Table 1. Image interpretation description of land use types; Adapted from Anderson et al., 1976.

Land-use Type	Description
Conventional farm	Distinctive areas of geometric shape and pattern (usually square or round) that have been cultivated for the production of food and fiber
Water harvesting farm	Same description as conventional farms including the use natural or man-made barriers to collect or store water for the use of crops
Road	Linear features interconnected with each other and bare of vegetation
Urban	Built-up land comprised of areas of intensive use with structures
Water	Areas or linear features within a land mass covered with water
Rangeland	Area where natural vegetation is predominantly grasses, grass-like plants, forbs, or shrubs
Forestland	Area of land having a tree-crown area density of 10% or more
Barren land	Area of land limited to less than one-third vegetation or another land cover (usually an area of thin soil, sand, or rocks)
Intermittent stream	Ephemeral riverbed that contains water only during times of heavy rain

2.1. Study Area

Burkina Faso lies within the Sahel region of Africa on the fringe of the Sahara Desert. The terrain is mostly flat, with dissected plains and plateaus. The elevation of the country ranges from 200 to 750 m. Approximately 70% of Burkinabes live in rural areas (World Bank, 2015). More than 90% of the workforce is employed in agriculture and is dominated by small-scale farms of less than 5 ha (FAO, 2014). The main crops grown in the region are millet, sorghum, and cotton. Most farmers practice dryland farming to grow crops during the monsoon season. 

2.2. DHS Data

In 2010, the DHS collected over 17,000 household surveys, including information on the health of children, clustered into 540 spatially referenced locations within Burkina Faso (Figure 1). The spatially referenced DHS cluster locations are randomly shifted 0–2 km in urban areas, 0–5 km in rural areas, with 1% of rural cluster locations displaced 0–10 km, to protect the privacy of respondents (DHS, n.d.). Stunted growth collected for this study was obtained from each of the DHS survey cluster locations, and land-use data were collected in proximity to each DHS survey cluster location. The displacement of the cluster points was restricted within each provincial boundary.

Figure 1. Rural DHS cluster locations within Burkina Faso.

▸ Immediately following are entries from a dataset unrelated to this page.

PR #454, opened 2024-05-07
TDRD 88- Evolved draft metadata step function and related infrastructure

annielh:
- Give antivirus lambda access to metadata bucket
- Create step function which calls antivirus with `metadata` scanType before calling the draft metadata validator lambda
  - Update api gateway definition to call this step function instead of the lambda directly
  - Create and include a role enabling the execution of the step function from api gateway
- If a virus is found, update the db by calling the consignment API directly from the step function
  - Set up an eventbridge connection to the consignment API, authorised via keycloak, to enable this 
  - Add a policy with the necessary permissions for this invocation and attach it to the step function role

**NB:** For now we set the `DraftMetadata` status to `Failed` if a virus is detected as it is one of the currently allowed values for a consignment status. We may want to consider adding a new `VirusDetected` status in the consignment api (looks like a pretty straightforward PR), although this would mean adding a status value that may only be applicable for one of the consignment stages. Happy to hear thoughts.

### DIFF
--- a/root_draft_metadata.tf
+++ b/root_draft_metadata.tf
@@ -166,7 +166,7 @@ resource "aws_iam_policy" "api_invoke_policy" {
           "secretsmanager:GetSecretValue",
           "secretsmanager:DescribeSecret"
         ]
-        Resource = "arn:aws:secretsmanager:*:*:secret:events!connection/*"
+        Resource = "arn:aws:secretsmanager:${local.region}:${var.tdr_account_number}:secret:events!connection/*"
       }
     ]
   })
--- a/root_draft_metadata.tf
+++ b/root_draft_metadata.tf
@@ -82,70 +82,70 @@ resource "aws_events_connection" "consignment_api_connection" {
 }
 
 module "draft_metadata_checks" {
-  source = "./da-terraform-modules/sfn"
+  source             = "./da-terraform-modules/sfn"
   step_function_name = "TDRMetadataChecks${title(local.environment)}"
   step_function_definition = jsonencode(
     {
-      "Comment": "Run antivirus checks on metadata, update DB if positive, else trigger metadata validation",
-      "StartAt": "RunAntivirusLambda",
-      "States": {
-        "CallCheckLambda": {
-          "Type": "Task",
-          "Resource": module.yara_av_v2.lambda_arn
-          "Parameters": {
-            "consignmentId.$": "$.consignmentId",
-            "fileId.$": "draft-metadata.csv",
-            "scanType.$": "metadata"
+      "Comment" : "Run antivirus checks on metadata, update DB if positive, else trigger metadata validation",
+      "StartAt" : "RunAntivirusLambda",
+      "States" : {
+        "CallCheckLambda" : {
+          "Type" : "Task",
+          "Resource" : module.yara_av_v2.lambda_arn
+          "Parameters" : {
+            "consignmentId.$" : "$.consignmentId",
+            "fileId.$" : "draft-metadata.csv",
+            "scanType.$" : "metadata"
           },
-          "Next": "CheckAntivirusResults"
+          "Next" : "CheckAntivirusResults"
         },
-        "CheckAntivirusResults": {
-          "Type": "Choice",
-          "Choices": [
+        "CheckAntivirusResults" : {
+          "Type" : "Choice",
+          "Choices" : [
             {
-              "Variable": "$.result",
-              "StringEquals": "",
-              "Next": "ValidateMetadataLambda"
+              "Variable" : "$.result",
+              "StringEquals" : "",
+              "Next" : "ValidateMetadataLambda"
             },
             {
-              "Not": {
-                "Variable": "$.result",
-                "StringEquals": ""
+              "Not" : {
+                "Variable" : "$.result",
+                "StringEquals" : ""
               },
-              "Next": "PrepareVirusDetectedQueryParams"
+              "Next" : "PrepareVirusDetectedQueryParams"
             }
           ],
-          "Default": "CallValidateMetadataLambda"
+          "Default" : "CallValidateMetadataLambda"
         },
-        "PrepareVirusDetectedQueryParams": {
-          "Type": "Pass",
-          "ResultPath": "$.statusUpdate",
-          "Parameters": {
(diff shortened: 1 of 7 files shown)


root_draft_metadata.tf
```diff
@@ -46,9 +47,212 @@ module "draft_metadata_api_gateway" {
...
+    ]
+  })
+}
+
+module "draft_metadata_checks" {
+  source             = "./da-terraform-modules/sfn"
+  step_function_name = "TDRMetadataChecks${title(local.environment)}"
+  step_function_definition = jsonencode(
+    {
+      "Comment" : "Run antivirus checks on metadata, update DB if positive, else trigger metadata validation",
```
TomJKing, line 180: Maybe put `DB` out in full, ie "database"

root_draft_metadata.tf
```diff
@@ -46,9 +47,212 @@ module "draft_metadata_api_gateway" {
...
+      "StartAt" : "RunAntivirusLambda",
+      "States" : {
+        "RunAntivirusLambda" : {
+          "Type" : "Task",
+          "Resource" : module.yara_av_v2.lambda_arn
+          "Parameters" : {
+            "consignmentId.$" : "$.consignmentId",
+            "fileId" : "draft-metadata.csv",
```
TomJKing, line 188: This probably should not be hard coded, in case the name is changed for the CSV file etc. Can it be passed in from the step function request?

root_draft_metadata.tf
```diff
@@ -46,9 +47,212 @@ module "draft_metadata_api_gateway" {
...
+        "PrepareVirusDetectedQueryParams" : {
+          "Type" : "Pass",
+          "ResultPath" : "$.statusUpdate",
+          "Parameters" : {
+            "query" : "mutation updateConsignmentStatus($updateConsignmentStatusInput: ConsignmentStatusInput!) { updateConsignmentStatus(updateConsignmentStatusInput: $updateConsignmentStatusInput) }",
+            "variables" : {
+              "updateConsignmentStatusInput" : {
+                "consignmentId.$" : "$.consignmentId",
+                "statusType" : "DraftMetadata",
+                "statusValue" : "Failed"
```
TomJKing, line 221: I would have this as `CompletedWithIssues` The `Failed` status means that there is an actual failure with the code, ie the step function fails to run, the Lambda crashes etc. Here the code executes correctly and is doing the right thing, so it completed but found a problem with the input.

There is needs to be a re-appraisal of the statuses for draft metadata and more generally though.

root_draft_metadata.tf
```diff
@@ -46,9 +47,212 @@ module "draft_metadata_api_gateway" {
   }]
 }
 
+resource "aws_iam_role" "draft_metadata_api_gateway_execution_role" {
+  name = "TDRMetadataChecksAPIGatewayExecutionRole${title(local.environment)}"
+
+  assume_role_policy = jsonencode({
```
TomJKing, line 53: TDR uses json files instead of directly having policies defined in the `.tf` files themselves.

root_draft_metadata.tf
```diff
@@ -46,9 +47,212 @@ module "draft_metadata_api_gateway" {
...
+}
+
 module "draft_metadata_bucket" {
   source      = "./da-terraform-modules/s3"
   bucket_name = local.draft_metadata_s3_bucket_name
   common_tags = local.common_tags
   kms_key_arn = module.s3_internal_kms_key.kms_key_arn
 }
+
+data "aws_ssm_parameter" "backend_checks_keycloak_secret" {
```
TomJKing, line 88: There is a story to create a new Keycloak client for the draft metadata, so this will need to be changed as part of that task: https://national-archives.atlassian.net/browse/TDRD-181

root_draft_metadata.tf
```diff
@@ -46,9 +47,212 @@ module "draft_metadata_api_gateway" {
...
+      }
+    }
+  }
+}
+
+resource "aws_iam_policy" "draft_metadata_checks_policy" {
+  name        = "TDRMetadataChecksPolicy${title(local.environment)}"
+  description = "Policy to allow necessary lambda executions from step function"
+
+  policy = jsonencode({
```
TomJKing, line 122: TDR uses json files instead of directly having policies defined in the `.tf` files themselves.

TomJKing (commented):
Looks good. Just some minor comments. Thanks

root_draft_metadata.tf
annielh: :+1:

root_draft_metadata.tf
```diff
@@ -46,9 +47,158 @@ module "draft_metadata_api_gateway" {
...
+  policy = templatefile("./templates/iam_policy/invoke_lambda_policy.json.tpl", {
+    resources = jsonencode([
+      module.yara_av_v2.lambda_arn,
+      module.draft_metadata_validator_lambda.lambda_arn
+    ])
+  })
+}
+
+resource "aws_iam_policy" "api_invoke_policy" {
+  name = "TDRAPIInvokePolicy${title(local.environment)}"
```
TomJKing, line 110: Should rename this policy to match what it is doing: `TDRAPIThirdPartyInvokePolicy...`

root_draft_metadata.tf
```diff
@@ -46,9 +47,158 @@ module "draft_metadata_api_gateway" {
...
+    connection_arn    = aws_cloudwatch_event_connection.consignment_api_connection.arn
+    api_url           = module.consignment_api.api_url
+    step_function_arn = module.draft_metadata_checks.step_function_arn
+  })
+}
+
+module "draft_metadata_checks" {
+  source             = "./da-terraform-modules/sfn"
+  step_function_name = "TDRMetadataChecks${title(local.environment)}"
+  step_function_definition = jsonencode(
```
TomJKing, line 124: The step function definition should go in a `.json.tpl` file. See here: https://github.com/nationalarchives/tdr-terraform-environments/tree/master/templates/step_function

TomJKing (commented):
Looks good. Just a couple of other things I've noticed, apologies. Thanks

root_draft_metadata.tf
annielh: This particular instance of the policy (with the `api_url` being our own consignment API) isn't really invoking a third party api so had erred on leaving it out as it feels slightly misleading. Would we want anything using that template to have the same name? If anything if we are going to rename I would lean towards `TDRConsignmentAPIInvokePolicy...`.  Let me know what you think. Will need a change in the backend too.

TomJKing: Fair point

The DHS surveys provide measures of children’s anthropometric health and well-being, including indicators of malnutrition. Burkina Faso is among the countries in SSA that suffer from the highest malnutrition rates. In 2011, the National Nutritional Survey estimated that 35% of Burkinabé children under 5 are affected by stunted growth (United Nations International Children’s Fund [UNICEF], 2013). 

Data collected by the DHS aids in explaining where major problems of malnutrition occur, as it relates to the measurement of children’s height and weight (Nanama & Frongillo, 2012). The survey data cover information about health, lifestyle, personal information, and the surrounding environment for each applicant; 4,870 households with children under five were surveyed throughout Burkina Faso. Seventy-six percent (3,696) of the surveys were conducted in rural areas. One of the objectives of the DHS survey data is to collect information on the growth of children under five. Physical measurements based on height and weight were compared with the World Health Organization (WHO) global database on child growth and malnutrition (WHO & UNICEF, 2009). The physical measurements of children under 5 were collected and recorded at DHS cluster locations; however, it should be noted that it is unknown how long each of the children lived in a certain location. Several studies using DHS data have been conducted in Burkina Faso to monitor malnutrition and its effects on individuals and households (Beiersmann et al., 2007; Grace et al., 2017; Maxwell, 1996; Wuehler et al., 2011). Malnutrition affects all regions of Burkina Faso (Institut National de la Statistique et de la Démographie & ICF International, 2012). Some explanations for the high rate of malnutrition as related to farming within the country include low soil fertility, variable precipitation, unsustainable farming management strategies, and low-quality seeds (Ikazaki et al., 2011; Miller & Welch, 2013).

2.3. Land-Use Data

Land-use data were collected around DHS cluster locations to identify what types of farming techniques and other land-use classifications are correlated to stunting. A 1.6 x 1.6 km square was overlaid on high-resolution imagery from Google Earth for three random farming communities within 5 km of each DHS cluster location. The size of the overlaid square and the number of points were chosen based upon the average area around villages used for agricultural purposes. The majority of farming communities in Burkina Faso consist of less than 200 people (WorldPop, n.d.), with agricultural farms spread around the center of the community on average 0.8 km in each direction. Within each randomly positioned square, 50 randomly selected points were used for land-use identification.  Land use underlying each point was classified into one of ten land-use types (Table 1). Land use was assigned to points if images with pan-sharpened spatial resolution less than or equal to 1 m were available within 4 years of 2010. Land-use data in this study were compared to a land cover classification image produced by GlobeLand30-2010 (GLC30). GLC30 has a multispectral 30 m resolution image with 10 classified land cover types for most of the surface of the earth, with an assessed overall accuracy of 80.33% (Office for Outer Space Affairs UN-SPIDER Knowledge Portal, 2016).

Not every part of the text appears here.